- Interactive map of Ricky's Sports Theatre and Grill

Restaurant information
- Established: 1946
- Food type: Sports bar
- Dress code: Casual
- Location: 15028 Hesperian Boulevard, San Leandro, California, 94578, United States
- Coordinates: 37°42′15″N 122°07′45″W﻿ / ﻿37.70428°N 122.129291°W
- Website: rickeyssportslounge.com

= Ricky's Sports Theatre and Grill =

Ricky's Sports Theatre and Grill is a Las Vegas Raiders-themed sports bar located in San Leandro, California.

Ricky's opened in 1946 as a steakhouse and became famous for being rated the number two best sports bar in America according to Sports Illustrated and the number two best sports bar in America according to CNN.

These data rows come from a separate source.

PR #1715, opened 2026-03-26
fix vastai fit loop iteration direction

DSFans2014:
**What type of PR is this?**

- fix vastai fit loop iteration direction

Fixes #

### DIFF
--- a/pkg/device/vastai/device.go
+++ b/pkg/device/vastai/device.go
@@ -231,7 +231,7 @@ func (va *VastaiDevices) Fit(devices []*device.DeviceUsage, request device.Conta
 	tmpDevs := make(map[string]device.ContainerDevices)
 	reason := make(map[string]int)
 	dieMode := isDieMode(devices)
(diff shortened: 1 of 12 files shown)


pkg/device/vastai/device.go
```diff
@@ -231,7 +231,7 @@ func (va *VastaiDevices) Fit(devices []*device.DeviceUsage, request device.Conta
 	tmpDevs := make(map[string]device.ContainerDevices)
 	reason := make(map[string]int)
 	dieMode := isDieMode(devices)
-	for i := range len(devices) {
+	for i := len(devices) - 1; i >= 0; i-- {
```
Shouren: @DSFans2014 I think we can use `slices.Backward` as mentioned in [this](https://cs.opensource.google/go/go/+/master:src/slices/iter.go;l=26) package

Shouren (commented):
/lgtm

FouoF (approved):

PR #1743, opened 2026-04-10
fix(device-plugin): align kubelet allocation with scheduler annotations (#1741)

### LINKED ISSUE #1741: Device allocation mismatch: scheduler assigns 8 GPUs but Allocate only receives 5 unique devices
## Problem Description

When using HAMi with 8 H100 GPUs and a pod requesting 8 GPUs, the scheduler correctly assigns 8 GPUs (as seen in pod annotations), but the kubelet `Allocate` request only contains 5 unique physical GPU devices. This causes downstream tools like DCGM Exporter to only see 5 GPU-Pod associations instead of 8.

## Environment

- HAMi version: v2.7.1
- Kubernetes version: v1.32
- GPU: H100 x 8
- Container runtime: containerd 1.6.28

## Logs

Pod annotation shows 8 GPUs:
```
hami.io/vgpu-devices-allocated: "GPU-1cb8edae-82f3-6a6f-1c76-a25281b02033:1,2,8,17,12,6,13,10,NVIDIA,NVIDIA A100 80GB PCIe"
```

But kubelet Allocate request only has 5 unique physical GPUs (with duplicates):
```
Allocate req.DevicesIDs=[GPU-1cb8edae-82f3-6a6f-1c76-a25281b02033-17 GPU-1cb8edae-82f3-6a6f-1c76-a25281b02033-6 GPU-1cb8edae-82f3-6a6f-1c76-a25281b02033-2 GPU-f451c579-45ef-a275-4c26-9a0d074f3c27-1 GPU-34b65693-63f9-a612-8353-ede963df7e0e-1 GPU-1cb8edae-82f3-6a6f-1c76-a25281b02033-13 GPU-f451c579-45ef-a275-4c26-9a0d074f3c27-6 GPU-1cb8edae-82f3-6a6f-1c76-a25281b02033-10]
```

Note: GPU-1cb8edae... appears 4 times, GPU-f451c579... appears 2 times.

## Root Cause

1. `GetPluginDevices()` generates virtual devices (GPU-UUID-N format, 10 per physical GPU)
2. kubelet scheduler with binpack policy selects 8 virtual devices
3. These 8 virtual devices map to only 5 unique physical GPUs
4. `Allocate()` uses `req.DevicesIDs` (5 unique) instead of validating against annotation devices (8 GPUs)

## Suggested Fix

In `Allocate()`, validate that `req.DevicesIDs` covers all devices from pod annotations. If not, override with annotation devices to ensure all allocated GPUs are properly passed to containers.

## Related Code

- `pkg/device-plugin/nvidiadevice/nvinternal/plugin/server.go` - Allocate()
- `pkg/device-plugin/nvidiadevice/nvinternal/rm/devices.go` - GetPluginDevices()

xrwang8:
## Problem

When using HAMi with 8 H100 GPUs and a pod requesting 8 GPUs, the scheduler correctly assigns 8 GPUs (as seen in pod annotations), but the kubelet `Allocate` request only contains 5 unique physical GPU devices. This causes downstream tools like DCGM Exporter to only see 5 GPU-Pod associations instead of 8.

## Root Cause

1. `GetPluginDevices()` generates virtual devices (GPU-UUID-N format, 10 per physical GPU)
2. kubelet scheduler with binpack policy selects 8 virtual devices
3. These 8 virtual devices map to only 5 unique physical GPUs
4. `Allocate()` uses `req.DevicesIDs` (5 unique) instead of validating against annotation devices (8 GPUs)

## Solution

This fix:
- Enables `GetPreferredAllocation` to override kubelet's default device selection
- Adds `selectPreferredDeviceIDsFromAnnotatedDevices()` to align device selection with scheduler decisions from pod annotations
- Ensures requested GPU count matches allocated devices

## Changes

- `pkg/device-plugin/nvidiadevice/nvinternal/plugin/server.go`: Enable GetPreferredAllocation, add alignment logic
- `pkg/device-plugin/nvidiadevice/nvinternal/plugin/server_test.go`: Add unit tests

## Testing

```bash
go test -v ./pkg/device-plugin/nvidiadevice/nvinternal/plugin/...
```

All tests pass.

Fixes #1741


archlitchi:
CC @Shouren

wawa0210:
----    
cc @S descendants

pkg/device-plugin/nvidiadevice/nvinternal/plugin/server.go
```diff
@@ -458,27 +460,122 @@ func (plugin *NvidiaDevicePlugin) ListAndWatch(e *kubeletdevicepluginv1beta1.Emp
...
+		candidates := availableByPhysical[physicalID]
+		if len(candidates) == 0 {
+			return nil, fmt.Errorf("no available slice device found for annotated GPU %s", physicalID)
+		}
+		selected = append(selected, candidates[0])
+		availableByPhysical[physicalID] = candidates[1:]
+	}
+
+	if len(selected) != allocationSize {
+		return nil, fmt.Errorf("preferred allocation selected %d devices, want %d", len(selected), allocationSize)
```
Shouren, line 545: @xrwang8 @archlitchi I think this introduces a breaking change to the current device allocation mechanism. Should it be enforced strictly or treated as best-effort？How do you think ?

Update:
The `deviceManager` of `kubelet` seems to return an error if the `callGetPreferredAllocationIfAvailable` [function](https://github.com/kubernetes/kubernetes/blob/03779bbd00da25c7fcd03711ddfe466a3322e1d7/pkg/kubelet/cm/devicemanager/manager.go#L1030) returns an error in `devicesToAllocate` [function](https://github.com/kubernetes/kubernetes/blob/03779bbd00da25c7fcd03711ddfe466a3322e1d7/pkg/kubelet/cm/devicemanager/manager.go#L582)

xrwang8: I re-checked the kubelet control flow and HAMi's end-to-end allocation path.

  Because kubelet records the allocation result from `devicesToAllocate()`, fixing this only in `Allocate()` is not sufficient. The alignment needs to happen earlier, in `GetPreferredAllocation()`, so kubelet records device IDs aligned
  with the scheduler-selected devices.

  I also agree with your concern about error handling: if `GetPreferredAllocation()` returns an error, kubelet fails `devicesToAllocate()` directly instead of falling back.

  So the modification direction I am considering is:
  - keep the annotation-based alignment in `GetPreferredAllocation()` for the normal path
  - if pending pod context is unavailable, annotation cannot be decoded, or the annotation cannot be mapped safely to kubelet `AvailableDeviceIDs`, fall back to `plugin.rm.GetPreferredAllocation(...)`
  - avoid introducing a new kubelet-facing hard failure path in this PR

  This keeps the fix in the correct place while preserving the current allocation behavior in fallback cases.

Shouren: @xrwang8 Agreed with your direction. 
And i am also considering adding a Pod annotation so user can control the `GetPreferredAllocation` behavior; I think it is important to keep the monitoring tool happy in production.

xrwang8:
@Shouren  PTAL

Shouren (approved):
/lgtm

In July 2018, Raiders head coach Jon Gruden held a fan appreciation event at Ricky's that was attended by over 500 fans and featured Raiders general manager Reggie McKenzie, Raiders team owner Mark Davis and several Raiders legends.

Ricky's owner Ricky Ricardo died in November 2020 at the age of 75 and the restaurant had been closed for months due to the COVID-19 pandemic. A GoFundMe crowdfunding campaign was launched in 2020 to save Ricky's.

The original Ricky's was opened by John Ricardo Sr. in 1946 and moved to San Leandro, California in 1960.

==Reopening==
Ricky's reopened in May 2023 under the name Rickey’s Sports Lounge with new owner Ramonn Smith.